## [WHAT IS REQUIRED]
Within the entries that follow, show each line where the word "parse" occurs.

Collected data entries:

-- -- --

PR #7778, opened 2018-01-25
Deprecate import/module name mismatch (ALL CASES)

marler8997:
This PR modifies dmd to verify that the name of a module always matches the name that was used to import it.  Depending on the situation, if the names do not match then this PR will either provide a deprecation message or assert an error.

1. _DEPRECATED_: import a module with a qualified name but the module being imported has no module declaration
```D
// main.d
import foo.bar;
// foo/bar.d
// note the missing module declaration
```
```
 Deprecated: module 'bar' from file foo/bar.d should be imported with 'import bar;'
```

2. _DEPRECATED_: import a module with a qualified name that partially matches the name of the module being imported

```D
// main.d
import foo.bar;
import foo.baz.buz;
// foo/bar.d
module bar;
// foo/baz/buz.d
module baz.buz;
```
```
 Deprecated: module 'bar' from file foo/bar.d should be imported with 'import bar;'
 Deprecated: module 'baz.buz' from file foo/baz/buz.d should be imported with 'import baz.buz;'
```
> NOTE: for this rule to apply, the ends of the imported name and the module name itself must match.

3. _ERROR_: importing a module that matches the filename but does not match the module name
```D
// main.d
import foo;
// foo.d
module bar;
```
```
 Error: module 'bar' from file foo.d must be imported with 'import bar;'
```

4. NOT APPLICABLE/STILL WORKS:  import a module with the correct module name but does not match the filename
```D
// main.d
import bar;
// foo.d
module bar;
```

NOTE: this also addresses a bug found by @timotheecour 

https://github.com/dlang/dmd/pull/7777#discussion_r163939438

NOTE: The DMD test suite itself was using some of this functionality in a fair amount of tests, i.e.
* `test/runnable/imports/link7745b.d`
* `test/fail_compilation/imports/a11919.d`

### DIFF
--- a/changelog/deprecate_bad_module_name.dd
+++ b/changelog/deprecate_bad_module_name.dd
@@ -1,0 +1,48 @@
+Deprecate import module name mismatch
+
+Some instances of module name/import name mismatches were deprecated while others are now considered errors.
+
+Case 1: DEPRECATED: import a module name with a qualified name but the module being imported has no module declaration.
+---
+// main.d
+import foo.bar;
+
+// foo/bar.d
+// this file is empty, it has no module declaration
+---
+The above code will now print:
+
+$(CONSOLE Deprecated: module bar from file foo/bar.d should be imported with 'import bar;' )
+
+Case 2: DEPRECATED: import a module with a qualified name that partially matches the name of the module being imported.
+---
+// main.d
+import foo.bar;
+import foo.baz.buz;
+
+// foo/bar.d
+module bar;
+
+// foo/baz/buz.d
+module baz.buz;
+---
+The above code will now print:
+
+$(CONSOLE Deprecated: module bar from file foo/bar.d should be imported with 'import bar;'
+Deprecated: module baz.buz from file foo/baz/buz.d should be imported with 'import baz.buz;' )
+
+Note that for this rule to apply, the shorter name must completely match the end of the longer name.
+
+Case 3: ERROR: import a module that matches the filename but does not match the module name.
+---
+// main.d
+import foo;
+
+// foo.d
+module bar;
+---
+The above code will now fail and print:
+
+$(CONSOLE Error: module bar from file foo.d must be imported with 'import bar;')
+
+Note that importing a module whose module name does not match its filename is still supported.
--- a/src/dmd/dmodule.d
+++ b/src/dmd/dmodule.d
@@ -31,6 +31,7 @@ import dmd.globals;
 import dmd.id;
 import dmd.identifier;
 import dmd.parse;
+import dmd.root.array;
 import dmd.root.file;
 import dmd.root.filename;
 import dmd.root.outbuffer;
@@ -514,7 +515,49 @@ extern (C++) final class Module : Package
             buf.printf("%s\t(%s)", ident.toChars(), m.srcfile.toChars());
             message("import    %s", buf.peekString());
         }
-        m = m.parse();
+        {
+            auto originalModule = m;
+            m = m.parse();
+
+            // verify the module name matches the imported module name
+            if (m is originalModule)
+            {
+                if (m.md is null)
+                {
+                    // in this case there was no module declaration, this means the import
+                    // should have no package prefix, but for now we support this with a
+                    // depecration message for backwards compatibility
+                    if (packages && packages.dim > 0)
+                        m.deprecation(loc, "from file %s should be imported with 'import %s;'",
+                            m.srcfile.name.toChars(), m.toPrettyChars());
+                }
+                else if (!packages.opEquals(m.md.packages) || ident != m.md.id)
+                {
+                    // deprecate the case when the ends of the names match
+                    bool deprecate = false;
+                    if (ident == m.md.id)
+                    {
+                        deprecate = true;
+                        auto mdPackageCount = (m.md.packages == null) ? 0 : m.md.packages.dim;
+                        auto packageCount   = (packages      == null) ? 0 : packages.dim;
+                        for (size_t i = 1; i <= mdPackageCount && i <= packageCount; i++)
+                        {
+                            if (m.md.packages[mdPackageCount - i] != packages[packageCount - i])
+                            {
+                                deprecate = false;
+                                break;
+                            }
+                        }
+                    }
+                    if (deprecate)
+                        m.deprecation(loc, "from file %s should be imported with 'import %s;'",
+                            m.srcfile.name.toChars(), m.toPrettyChars());
+                    else
+                        m.error(loc, "from file %s must be imported with 'import %s;'",
+                            m.srcfile.name.toChars(), m.toPrettyChars());
+                }
+            }
+        }
 
         // Call onImport here because if the module is going to be compiled then we
         // need to determine it early because it affects semantic analysis. This is
--- a/src/dmd/root/array.d
+++ b/src/dmd/root/array.d
@@ -313,3 +313,22 @@ unittest
     array[2] = 910;
     assert([123, 421, 910, 123, 1, 2, 8, 20, 4, 3] == array.asDArray);
 }
+
+/**
+ * Returns true if every element of $(D left) and $(D right) are equal.
+ * Note that an array of size 0 is considered equivalent to a `null` pointer.
+ * Params:
+ *  left = pointer to array to compare
+ *  right = pointer to array to compare
+ */
+bool opEquals(T)(const(Array!T)* left, const(Array!T)* right)
+{
+    if (left is null || left.dim == 0)
+        return right is null || right.dim == 0;
+    if (right is null || left.dim != right.dim)
+        return false;
+    foreach (i; 0 .. left.dim)
+        if ((*left)[i] != (*right)[i])
+            return false;
+    return true;
+}
--- a/test/compilable/imports/a313templatemixin1.d
+++ b/test/compilable/imports/a313templatemixin1.d
@@ -1,3 +1,4 @@
+module imports.a313templatemixin1;
 void bug()
 {
 }
--- a/test/fail_compilation/badimport.d
+++ b/test/fail_compilation/badimport.d
@@ -1,0 +1,10 @@
+/*
+EXTRA_SOURCES: imports/nomodname.d
+REQUIRED_ARGS: -Ifail_compilation -de
+PERMUTE_ARGS:
+TEST_OUTPUT:
+---
+fail_compilation/badimport.d(10): Error: module `nomodname` from file fail_compilation/imports/nomodname.d must be imported with 'import nomodname;'
+---
+*/
+import imports.nomodname;
--- a/test/fail_compilation/imports/nomodname.d
+++ b/test/fail_compilation/imports/nomodname.d
@@ -1,0 +1,1 @@
+// intentionally no module declaration
--- a/test/compilable/extra-files/test14894a.d
+++ b/test/compilable/extra-files/test14894a.d
@@ -1,4 +1,4 @@
-module imports.test14894a;
+module test14894a;
 
 mixin template Protocol()
 {
--- a/test/compilable/imports/a313templatemixin2.d
+++ b/test/compilable/imports/a313templatemixin2.d
@@ -1,3 +1,4 @@
+module imports.a313templatemixin2;
 void bug()
 {
 }
--- a/test/compilable/imports/checkimports3a.d
+++ b/test/compilable/imports/checkimports3a.d
@@ -1,1 +1,2 @@
+module imports.checkimports3a;
 void foo() {}
--- a/test/compilable/imports/checkimports3b.d
+++ b/test/compilable/imports/checkimports3b.d
@@ -1,1 +1,2 @@
+module imports.checkimports3b;
 private void foo(int) {}
--- a/test/compilable/imports/checkimports3c.d
+++ b/test/compilable/imports/checkimports3c.d
@@ -1,1 +1,2 @@
+module imports.checkimports3c;
 void foo(string) {}
--- a/test/compilable/imports/fwdref12201a.d
+++ b/test/compilable/imports/fwdref12201a.d
@@ -1,1 +1,2 @@
+module imports.fwdref12201a;
 alias int FILE;
--- a/test/compilable/imports/fwdref2_test17548.d
+++ b/test/compilable/imports/fwdref2_test17548.d
@@ -1,9 +1,9 @@
-module fwdref2_test17548;
+module imports.fwdref2_test17548;
 
 import test17548;
 
 struct S2 {
     void bar(int arg = .test17548.cnst) {}
     S1 s;
-    import fwdref2_test17548;
+    import imports.fwdref2_test17548;
 }
--- a/test/compilable/imports/fwdref9514.d
+++ b/test/compilable/imports/fwdref9514.d
@@ -1,3 +1,4 @@
+module imports.fwdref9514;
 bool find9514(alias pred, R)(R range)
 {
     return true;
--- a/test/compilable/imports/g313public.d
+++ b/test/compilable/imports/g313public.d
@@ -1,3 +1,4 @@
+module imports.g313public;
 void bug()
 {
 }
--- a/test/compilable/imports/g313staticif.d
+++ b/test/compilable/imports/g313staticif.d
@@ -1,3 +1,4 @@
+module imports.g313staticif;
 void bug()
 {
 }
--- a/test/compilable/imports/g313stringmixin.d
+++ b/test/compilable/imports/g313stringmixin.d
@@ -1,3 +1,4 @@
+module imports.g313stringmixin;
 void bug()
 {
 }
--- a/test/compilable/imports/g313templatemixin.d
+++ b/test/compilable/imports/g313templatemixin.d
@@ -1,3 +1,4 @@
+module imports.g313templatemixin;
 void bug()
 {
 }
--- a/test/compilable/imports/imp16085.d
+++ b/test/compilable/imports/imp16085.d
@@ -1,3 +1,4 @@
+module imports.imp16085;
 struct Pass
 {
 }
--- a/test/compilable/imports/imp16085b.d
+++ b/test/compilable/imports/imp16085b.d
@@ -1,4 +1,5 @@
-import imp16085 : S;
+module imports.imp16085b;
+import imports.imp16085 : S;
 
 struct Fail
 {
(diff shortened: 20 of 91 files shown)


test/fail_compilation/badimport.d
```diff
@@ -0,0 +1,4 @@
+// COMPILED_IMPORTS: imports/nomodname.d
+// REQUIRED_ARGS: -Ifail_compilation
+// PERMUTE_ARGS:
+import imports.nomodname;
```
timotheecour: no newline ad EOF

marler8997: Is that a bad thing?

test/fail_compilation/imports/nomodname.d
```diff
@@ -0,0 +1 @@
+// the point of this module is that it has no module name
```
timotheecour: // intentionally no module declaration

src/dmd/root/array.d
```diff
@@ -313,3 +313,13 @@ unittest
...
 }
+
+bool equals(T)(const(Array!T)* left, const(Array!T)* right)
+{
+    if(left is null || left.dim == 0)
+        return right is null || right.dim == 0;
+    foreach (i; 0 .. left.dim)
+        if ((*left)[i] != (*right)[i])
+	    return false;
+    return true;
```
timotheecour: bug? with right.dim > left.dim

test/fail_compilation/badimport.d
timotheecour: i think it's a convention (lots of editor show an annoying marker when we forget one

src/dmd/root/array.d
marler8997: shoot, woops

src/dmd/dmodule.d
```diff
@@ -536,6 +537,10 @@ extern (C++) final class Module : Package
         }
         m = m.parse();
 
+        // verify the module name matches the imported module name
+        if (!packages.equals((m.md is null) ? null : m.md.packages))
+            m.error(loc, "from file %s must be imported with 'import %s;'", m.srcfile, m.toPrettyChars());
```
JinShil: Sadly, I think this will introduce a regression, but probably one D needs.

 - This needs to specified in the specification, if it's not already.  
 - This probably needs to go through the deprecation process.  That stinks, but it probably needs to be done.
 - I think this will require a changelog entry

That's just my opinion/perception.  I'd be happy to fast-track this as I think it's the right thing to do to enforce reliable usage of the language, but that's not my call.

JinShil:
Also, I think we require bugzilla entries for all bug fixes.

timotheecour:
@JinShil  found this old bug which might be related: https://issues.dlang.org/show_bug.cgi?id=15086

JinShil:
> found this old bug

Ok, if this PR addresses that bug, prepend "Fix Isssue xxxx" to this PR's title and to the commit message so @dlang-bot will pick it up.

jacob-carlborg:
Is this anything related to declaring a module with a different name than the file? Because that was used as a feature in DMD, before the Objective-C integration was refactored. Previously there were two files, `objc.d` and `objc_stubs.d`, both used the same module declaration: `module ddmd.objc`. This allowed to swap the implementation in the makefiles based on the platform without having to change any imports. See https://github.com/dlang/dmd/commit/9fe35b144f8ad5fbd96489597ebaf979e9bb064a for reference. This is not used anymore and only one `objc.d` file exists.

marler8997:
It's actually about the import name matching the module name.  You can still have a module name that's different from the file name, but this PR makes it so the import name has to match the module name.

ibuclaw:
Yes, I've always considered this to be a feature.

marler8997:
This PR is unrelated to @jacob-carlborg's example (I assume that's what you were referring to @ibuclaw).

src/dmd/root/array.d
```diff
@@ -313,3 +313,15 @@ unittest
     array[2] = 910;
     assert([123, 421, 910, 123, 1, 2, 8, 20, 4, 3] == array.asDArray);
 }
+
```
UplinkCoder: why this ?

marler8997: Allows you to compare to pointers to array and handles the `null` case for you as well

marler8997: ok, changed it to `opEquals`.

timotheecour:
so that module name == import name == _MODULE__ is guaranteed.

On Jan 25, 2018 11:46 PM, "Jonathan Marler" <notifications@github.com>
wrote:

It's actually about the import name matching the module name. You can still
have a module name that's different from the file name, but this PR makes
it so the import name has to match the module name.

—
You are receiving this because you were mentioned.
Reply to this email directly, view it on GitHub
<https://github.com/dlang/dmd/pull/7778#issuecomment-360707335>, or mute
the thread

src/dmd/dmodule.d
```diff
@@ -536,6 +537,20 @@ extern (C++) final class Module : Package
...
+        {
+            // in this case there was no module declaration, this means the import
+            // should have no package prefix, but for now we support this with a
+            // depecration message backwards compatibility
+            if (packages && packages.dim > 0)
+                m.deprecation(loc, "from file %s should be imported with 'import %s;'",
+                    m.srcfile.name.toChars(), m.toPrettyChars());
+        }
+        else if (!packages.opEquals(m.md.packages) || ident != m.md.id)
+            m.error(loc, "from file %s must be imported with 'import %s;'",
```
RazvanN7: This should probably go through a deprecation cycle.

src/dmd/root/array.d
wilzbach: Why not `left.asDArray == right.asDArray`?

src/dmd/root/array.d
```diff
@@ -313,3 +313,15 @@ unittest
...
+bool opEquals(T)(const(Array!T)* left, const(Array!T)* right)
```
wilzbach: As always - new symbols:
- should have docstrings
- should use `ref` or `out` instead of pointers (except there's a good reason not to)

src/dmd/dmodule.d
marler8997: Maybe.  I think that some variations are more likely to be used out in the wild than others.  Here's my categorization of the various cases:

1. import a module with a qualified name and the module being imported has no module declaration

```D
// main.d
import foo.bar;
// foo/bar.d
// note the missing module declaration
```
This PR doesn't break this case but it does print a deprecation message.

2. import a module with a qualified name that partially matches the name of the module being imported

```D
// main.d
import foo1.bar;
import foo2.bar.baz.
// foo1/bar.d
module bar;
// foo2/baz/buz.d
module baz.buz;
```
Currently this PR makes these cases errors, however, I could see an argument to deprecate these instead.  doing so would be a simple modification to this PR, what do people think?

3. importing a module that matches the filename but does not match the module name
```D
// main.d
import foo;
// foo.d
module bar;
```
This is one case that I don't think we need to deprecate. I say kill it with fire and extreme prejudice.

marler8997: Note that this doesn't break the following case:
```
// main.d
import bar;
// foo.d
module bar;
```

src/dmd/root/array.d
marler8997: since `left` and `right` could be null, using ref seems odd to me in this case

src/dmd/root/array.d
marler8997: Would have to be `(*left).asDArray` and `(*right).asDArray`, and this segfaults when left or right is null.

timotheecour:
@jacob-carlborg  @ibuclaw 

> Is this anything related to declaring a module with a different name than the file? Because that was used as a feature in DMD

This is what the flag `-mv=` is for, to allow customizing the file <=> module mapping. This PR doesn't break that.

jacob-carlborg:
> This is what the flag -mv=<package.module>=<filespec> is for, to allow customizing the file <=> module mapping. This PR doesn't break that.

This was done in DMD without that flag.

marler8997:
No activity for 11 days.  I haven't tried to push anyone else to look at this since I'd rather my other PR's receive attention since they need to be merged quickly before the next release, but I have plenty of time if anyone has time to review/approve/request changes.

wilzbach (approved):
@marler8997 this LGTM. There's still a small nit from @timotheecour, but apart from that I'm just waiting here for @andralex or @WalterBright to have a brief look as seen on the testsuite it might trigger a couple of deprecation messages. However, it's important to realize that (1) it's not breaking any code yet (we never need to follow through with the deprecation and (2) this is in accordance with the D spec.

test/compilable/imports/a313templatemixin1.d
```diff
@@ -1,3 +1,4 @@
+module imports.a313templatemixin1;
```
andralex: Why is this necessary? We should continue to work if the module declaration is not present.

andralex (commented):
It seems this PR forces all modules imported via a path to use a module declaration. Is this correct? If so, it's too much.

test/compilable/imports/a313templatemixin1.d
marler8997: It's one way to go.  You could also add the `imports` directory to the "import path list", i.e.
```
dmd -Icompilable/imports ...
```
then no module declaration is required.

andralex: @marler8997 can't we just penalize people who enter wrong module information? It seems this PR does that but also adds another restriction, which is more difficult to justify.

marler8997:
> It seems this PR forces all modules imported via a path to use a module declaration. Is this correct? If so, it's too much.

I'm not sure exactly what you mean.  There's a couple different cases.  If you import a module using an "unqualified name", then no module declaration is required.  However, if you import a module with a "qualified name", and that module has no module declaration, then this PR will print a deprecation message. i.e.
```D
// main.d
import foo.bar.baz.buzz;

// foo/bar/baz/buzz.d
// no module declaration (deprecation message)
```

andralex:
@marler8997 if I understand correctly you impose that no module could be imported through two different paths. Isn't that a bit excessive?

marler8997:
> @marler8997 if I understand correctly you impose that no module could be imported through two different paths. Isn't that a bit excessive?

2 different paths is ok, it's 2 different module names that this is preventing.

marler8997:
```D
// main.d
import foo.bar.baz.buz;
// other.d
import baz.buz;
//buz.d

```
Are you saying you think this is OK?

test/compilable/imports/a313templatemixin1.d
marler8997: Sorry, I'm not sure exactly what you're trying to say.  There's 2 cases listed in the original PR message that have been deprecated, and 1 that has been declared to be an error.  Do those use cases categorize the cases you are thinking of?  If so, which ones do you think should not be deprecated/made errors?

andralex: @marler8997 yah let me discuss exactly on the cases you present in the changelog. Thanks for the neat organization.

changelog/deprecate_bad_module_name.dd
```diff
@@ -0,0 +1,47 @@
...
+
+// foo/bar.d
+module bar;
+
+// foo/baz/buz.d
+module baz.buz;
+---
+The above code will now print:
+
+$(CONSOLE Deprecated: module bar from file foo/bar.d should be imported with 'import bar;'
```
andralex: Alternatively: replace module declaration with `module foo.bar;`

We need to show advantages of this as well. For example show how the current rules lead to a breach in modularity.

My current mental model goes like this: `main.d` uses a dotted import to guide path selection, and that also confers a local name for the imported module. The fact that the module gave itself a non-dotted name is irrelevant to `main.d`. I see nothing wrong in the fact that the module name from the perspective of code inside `foo/bar.d` is different from the module name from the perspective of code inside `main.d`. In fact we have a language construct that messes exactly with that:

```d
import takezat = foo.bar;
```

We'd need a good argument that the above is a bad thing.

changelog/deprecate_bad_module_name.dd
```diff
@@ -0,0 +1,47 @@
...
+Deprecated: module baz.buz from file foo/baz/buz.d should be imported with 'import baz.buz;' )
```
andralex: A similar line of reasoning would apply here. We need to build a case on why that's bad.

changelog/deprecate_bad_module_name.dd
```diff
@@ -0,0 +1,47 @@
...
+
+Note that for this rule to apply, the shorter name must completely match the end of the longer name.
+
+Case 3: ERROR: import a module that matches the filename but does not match the module name.
+---
+// main.d
+
```
andralex: Did you mean to add some content to main.d?

changelog/deprecate_bad_module_name.dd
```diff
@@ -0,0 +1,47 @@
...
+// foo.d
+module bar;
+---
+The above code will now fail and print:
+
+$(CONSOLE Error: module bar from file foo.d must be imported with 'import bar;')
```
andralex: I don't understand how the file would ever be found. So the compiler is supposed to compile `main.d`. It sees `import bar;`. How does it know it's supposed to look for a file called `foo.d`?

changelog/deprecate_bad_module_name.dd
```diff
@@ -0,0 +1,47 @@
+Deprecate import module name mismatch
+
+Some instances of module name/import name mismatches were deprecated while others are now considered errors.
+
+Case 1: DEPRECATED: import a module name with a qualified name but the module being imported has no module declaration.
```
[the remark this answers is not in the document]
marler8997: > This effectively imposes that modules inside directories (frequent situation) must have a module declaration.

Actually it just means that they must be imported with a "non-qualified" name.

andralex:
>Are you saying you think this should be OK?

@marler8997 what would be the directory structure and compiler flags? Would those be in the same project? (If different projects, I can definitely say that should be okay.)

Overall: this diff renders a use of module names used in a bunch of our own tests as an antipattern. I think this is a serious sign we need to scrutinize the matter appropriately.

changelog/deprecate_bad_module_name.dd
marler8997: Interesting.  That's not how I originally understood the module system to work, but your description matches the implementation that I found.

One disadvantage of the current mechanism is that this causes the compiler to load the same module multiple times.  Each unique path used to import the module will result in another instance of the module being instantiated.  I think there's more to say but I'll leave it at that for now.

marler8997:
> Overall: this diff renders a use of module names used in a bunch of our own tests as an antipattern. I think this is a serious sign we need to scrutinize the matter appropriately.

Definitely.  I welcome the scrutiny.  It looks like we'll have to explore this more, maybe I can come up with some use cases that demonstrate the advantages of these restrictions.

changelog/deprecate_bad_module_name.dd
marler8997: The file is give on the command line.  Module names not matching file names is a technique already used, though the import statement will match the module name (just no the filename).  You have 3 different names:

1. Filename
2. Import Name
3. Module Name

This PR enforces that "import name" and "module name" should match, but filename does not necessarily need to.  @jacob-carlborg provided an example where this is useful (https://github.com/dlang/dmd/pull/7778#issuecomment-360706239)

marler8997:
> @marler8997 what would be the directory structure and compiler flags? Would those be in the same project? (If different projects, I can definitely say that should be okay.)

I've created the small example project I mentioned and depending on how I compile it/if I add/remove module names, etc. I end up with all kinds of weird errors.  Some cases I get a linker error, some cases I get a compilation error, and some cases I don't get any error, but each case is very non-intuitive and requires intimiate knowledge of how the compiler works to understand what's going on.

I argue that the ability to import a module using different names severely breaks the module system.  Normally if people play nice and don't do weird things then it's ok, but this PR is preventing those weird abuses which in my opinion have to utility and only serve to add confusion to the module system.

marler8997:
Let's look at one of the weird things that can happen with the current state of the "unverified" module system. Take the following 2 files:
```D
// main.d
import foo.bar;
void main() { barfunc(); }

// foo/bar.d
void barfunc() { }
```

If you compile "foo/bar.d" seperately like this:
```
dmd -c foo/bar.d
```

Then you can successfully compile the full program via
```
dmd main.d bar.o
```

However, if you compile it fully from source you will get a compilation error:
```
dmd main.d foo/bar.d
```
```
Error: module bar from foo/bar.d must be imported with `import bar;`
```

This error occurs becase the module `foo/bar.d` is being loaded twice with 2 different names.  The first time it is loaded because it is given on the command line, and since it has no module declaration, the compiler gives it the name `bar`.  But then the module gets imported with the name `foo.bar`, however, the compiler cannot change the name of the module and all existing reference to it so an error must be asserted.  In the first case where the module is precompiled, the module only gets loaded once from the import so it will be given the proper name of `foo.bar` and the compilation succeeds.

This difference in behavior couples the module system with how the files are compiled.  Compiling some combinations of files will succeed while others will not.

This PR breaks this coupling by forbidding this behavior altogether.  No matter what combination you compile the files in, you will always get the following error:
```
Error: module bar from foo/bar.d must be imported with `import bar;` or given a name with `module foo.bar;`
```

This example demonstrates the core problem with supporting the first 2 cases that this PR aims to deprecate. However, note that this example is just one manifestation of the core problem.  The same core problem could also cause different files to be imported from the same import statement, which can cause nonsensical compilation/linker errors which are very difficult to root cause.

marler8997:
P.S. Many of the tests in the DMD test suite will only compile if you compile the imports separately from the test file itself.  If you compile them all together in one invocation, you will get an import error.  This demonstrates a real example where not verifying import/module names puts a requirement on what order/how you compile your modules together.

WalterBright:
The fact that this PR requires 80-90 files in the test suite to be edited casts serious doubt on the viability of this change w.r.t. breaking existing code.

marler8997:
Editing all those files is not required. I'll modify the PR to remove those changes to demonstrate.

wilzbach:
Better submit a new PR, s.t. you don't loose these changes ;-)

marler8997:
Since it looks like it's going to take some work to reach consensus on cases 1 and 2, I'm going to split this PR.  I'm going to push a new PR that only addresses case 3 (which addresses issue 15086).  Once that is merged I can create a new PR that addresses case 1 and 2.  This limits the scope of each PR making them easier to discuss and prevents conflation of the individual points for each case.

marler8997:
Closing this one in favor of (https://github.com/dlang/dmd/pull/7878) and potentially a new PR in the future for cases 1 and 2.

-- -- --

## [ANSWER TO THE EXERCISE]
 import dmd.parse;
-        m = m.parse();
+            m = m.parse();
         m = m.parse();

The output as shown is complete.